因此,纪村长就想着再等一等,看看下半年老天爷是否给条路降雨。他不想留下不敢担事的坏名声,在泽水村越发干旱缺水时逃之夭夭。
‘爹,做儿子的,我必然急你所急。眼瞅着几个月没下什么雨,几里外的那些村子却是照常雨水充沛,我看其中必有古怪。
我到处打听过了,说是哪家地下尸变长白毛了成旱魃了,那块地方就会越来越干,直到一滴雨水都没了。

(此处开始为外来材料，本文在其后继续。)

PR #16118, opened 2024-05-13
Fixes #16101: Fix initial loading of pagination widget for dynamic object tables

### LINKED ISSUE #16101: htmx_table is missing pagination
### Deployment Type

Self-hosted

### NetBox Version

v4.0.1

### Python Version

3.11

### Steps to Reproduce

1. Set Page length to 25 under user preferences
2. Create site X
2. Create more than 25 locations within site X
3. Navigate to site detail view for X

### Expected Behavior

Locations table should show the first 25 locations and pagination below to be able to navigate to the rest of locations.

### Observed Behavior

Only the first 25 locations are shown with no indication that more exist.

image

Curiously if you sort by any column, the pagination appears and is usable until the next full page refresh.

jeremystretch:
### Fixes: #16101

Refactor HTMX table structure to swap the entire container, ensuring that the paginator is always included where appropriate.

**Please test thoroughly.** It seems to work fine AFAICT but there may be some corner cases lingering that I have not considered.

说不好我们这里正是出了这等妖物。’
纪鑫的话并没让纪村长轻松几分。
豫鲁两地确实有打旱骨桩的风俗,但是这种事要开棺掘墓,除非是先发现有尸变旱魃自个破棺而出,否则谁敢拍板决定搞毁人尸骨的事情。
往严重了说,开棺鞭尸的罪名在刑律里写着。
倘若得不到全村大部分人的支持,而开棺后发现里面是正常尸体,被挖坟的人家向衙门一告,做出决定的村长妥妥地到大牢里蹲着。
然而,或许应了那句有钱真的可以为所欲为。
纪鑫生出一条毒计。反正他一夜暴富也被爹娘知道了,只要瞒好钱财来源,就说与人合伙经商发了,他愿意用些钱买通村里人,让大家同意开棺并非难事。
‘其一,村里人都希望能下雨,只要掘墓不开自己家的,他们多半都不会反对得太激烈。我们也不用买通所有人,有大半的支持我们就好。
其二,衙门认定有罪的前提是棺材里没有尸变。九穗道长本领高超,我们找不到一具旱魃,这就给它制造一具又如何。’
至于选中哪一家?
压根不做他想,必须是要把周华家的祖坟给挖了。
纪鑫自从暴富后最想折磨的人就是周华,但那厮瘸腿又没什么在意的人在泽水村,单单把人给弄死了可不够解气。
思来想去,掘人祖坟,把周家老祖宗给挖出来鞭打烧了,那一定会让周华气到吐血。
其中最关键的一环是找一个有本事的道士,而九穗道长打包票这事绝对能成。别说一具旱魃,想把周家祖坟全都搞尸变也没问题。
那还等什么,必须尽快立即安排起来。